Gamma-Ray and Thermal Neutron Shielding of Fe-Based Bilayer Composites with a Boron-Enriched Matrix and Tungsten Surface Coatings: Lead Benchmarks Included

This study investigates the design and experimental evaluation of Fe–B–Si-based bilayer composites engineered for dual shielding against gamma rays and thermal neutrons. The materials integrate a boron-enriched amorphous Fe matrix with surface coatings of high-Z fillers—lead (Pb) and tungsten (W)—dispersed in an epoxy resin. W or Pb powders (20–40 µm) were dispersed in epoxy resin at a high filler loading (60–70 wt% metal, approximately several tens to one by weight). This ensured a dense and uniform coating structure.

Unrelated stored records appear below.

PR #8465, opened 2018-11-28
Bryanv/8457 bkroot for embed

### LINKED ISSUE #8457: embeds with json_item missing toolbar/interactivity
Running this example:

https://github.com/bokeh/bokeh/blob/master/examples/embed/json_item.py

Will display plots, but the toolbars are missing, and none of the interactivity (e.g. panning which should be the active tool) responds either.

@mattpap have you seen this in any other situations, or do you have and ideas what might cause that? The embed goes through nearly the same code path, only a small wrapper around `Bokeh.embed._embed_items` There are no messages in the console log and nothing really jumps out. FWIW the toolbar button divs are present with the correct CSS classes but have 0 height. 

If you can identify a root cause I can take a closer look. This is a somewhat important priority, I have a prototype serverless-based "imgur for Bokeh plots" working, but it's not useful to deploy until this is resolved.

bryevdv:
- [x] issues: fixes #8457
- [x] tests added / passed

cc @mattpap I definitely think this is the appropriate immediate-term solution. If/when we can remove `bk-root` altogether, there will be no change from a user usage perspective.

### DIFF
--- a/bokeh/_testing/plugins/bokeh.py
+++ b/bokeh/_testing/plugins/bokeh.py
@@ -71,6 +71,20 @@ def output_file_url(request, file_server):
 
     return file_server.where_is(url)
 
+@pytest.fixture
+def test_file_path_and_url(request, file_server):
+    filename = request.function.__name__ + '.html'
+    file_obj = request.fspath.dirpath().join(filename)
+    file_path = file_obj.strpath
+    url = file_path.replace('\\', '/')  # Windows-proof
+
+    def tear_down():
+        if file_obj.isfile():
+            file_obj.remove()
+    request.addfinalizer(tear_down)
+
+    return file_path, file_server.where_is(url)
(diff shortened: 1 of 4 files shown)


mattpap:
One thing to note is that there's already code for adding `bk-root` in:

https://github.com/bokeh/bokeh/blob/64bf0ba60660a9abe7a46fff95cc8b362932883b/bokehjs/src/lib/embed/standalone.ts#L27-L30

For some reason it doesn't trigger. I presume the logic embed is still too convoluted.

bryevdv:
Given you want to get rid of `bk-root` entirely some day I'm still inclined to just merge this as-is unless you are objecting.

mattpap:
Given this affects only `embed_item()` (not `embed_items()`), then sure, go ahead.

PR #8466, opened 2018-11-28
Update lasso example documentation (#8393)

### LINKED ISSUE #8393: "CustomJS for Selections" Example in Docs Broken
In the latest version of the docs, it appears [this example]( https://bokeh.pydata.org/en/latest/docs/user_guide/interaction/callbacks.html#customjs-for-selections ) is broken. This is also true of the example in the Bokeh 1.0.0 docs. Selecting points in the plot on the left does not result in points being shown in the right plot. Compare this to [the same plot using Bokeh 0.13.0]( https://bokeh.pydata.org/en/0.13.0/docs/user_guide/interaction/callbacks.html#customjs-for-selections ), which seems to work without issues.

jlcoto:
Updates documentation example of lasso selection to make it work
with bokeh version 1.0.1. Thank you @philippjfr for pointing to/adding solution.
Ref: https://github.com/bokeh/bokeh/issues/8393

Tested new example and produces expected figure:

screen shot 2018-11-28 at 11 03 36 pm

- [x] issues: fixes #8393

### DIFF
--- a/sphinx/source/docs/user_guide/examples/interaction_callbacks_for_selections.py
+++ b/sphinx/source/docs/user_guide/examples/interaction_callbacks_for_selections.py
@@ -18,9 +18,9 @@ p2 = figure(plot_width=400, plot_height=400, x_range=(0, 1), y_range=(0, 1),
             tools="", title="Watch Here")
 p2.circle('x', 'y', source=s2, alpha=0.6)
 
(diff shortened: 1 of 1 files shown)


bryevdv:
Thanks for the PR @jlcoto !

The metallic fillers were high-purity (≥99.9%) powders. Gamma-ray attenuation was examined using ¹³⁷Cs and ⁶⁰Co sources at photon energies of 661.7, 1173, and 1332 keV, while thermal neutron shielding was assessed with a moderated Am-Be neutron source. The effects of boron concentration (13–21 at%) in the matrix and coating thickness (80–400 μm) were systematically evaluated. Increasing boron content markedly enhanced thermal neutron attenuation, reaching up to 29%, whereas Pb- and W-filled coatings achieved more than 85% gamma-ray attenuation at 661.7 keV. All measurements were repeated three times; standard deviations were below 2% across conditions, confirming reproducibility and indirectly indicating uniform coating dispersion. At 661.7 keV, the half-value and tenth-value layers (HVL/TVL) were derived from the measured linear attenuation coefficients to benchmark performance. Notably, W coatings delivered shielding efficiency comparable to Pb while offering advantages in environmental safety, mechanical robustness, and regulatory compliance. These results highlight the potential of Fe–B–Si bilayer composites as lightweight, scalable, and lead-free shielding materials for aerospace electronics, portable radiation protection devices, and modular panels for satellites and nuclear facilities.